# 'King Mo' Lawal, Cheick Kongo meet in heavyweight bout at Bellator 134



## HitOrGetHit (Jun 29, 2009)

> Bellator MMA is continuing its recent trend of flashy moves to draw eyeballs in 2015. Bellator President Scott Coker made the announcement of what he called a “superfight” for Bellator 134.
> 
> Muhammed Lawal (14-4 MMA, 6-3 BMMA) will move up to heavyweight to face Cheick Kongo (22-9-2 MMA, 4-1 BMMA). Bellator officials confirmed the booking to MMAjunkie on Tuesday.
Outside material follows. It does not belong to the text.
Issue #322, opened 2024-07-10
Integer pointer mode in debug mode


andresag01:
The current CHERI RISC-V spec goes to great length to provide a "compatibility" mode with CHERI-less RISC-V when executing code in M, S and U mode provided that Zcherihybrid is implemented. However, the machine always enters debug in capability pointer mode. Should there be an option to enter debug mode in "integer pointer mode", perhaps something like a CRE?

Coker first made the announcement during an appearance on “The MMA Hour.”
> 
> ...


MMA Junkie


----------



## Rauno (Nov 20, 2009)

I had such high hopes for King Mo when he went to SF..


----------



## Joabbuac (Jan 31, 2009)

I had such high hopes for Cheick Kongo when he beat Cro Cop..


----------



## boatoar (May 14, 2010)

wasted a parlay on kongo/mcgeary. thinking of re-upping on mcgeary and making it an expensive night, potentially. Hmm.


----------



## Voiceless (Nov 8, 2010)

Joabbuac said:


> I had such high hopes for Cheick Kongo when he beat Cro Cop..


Man, that was a beating. Kongo really looked like a monster.


----------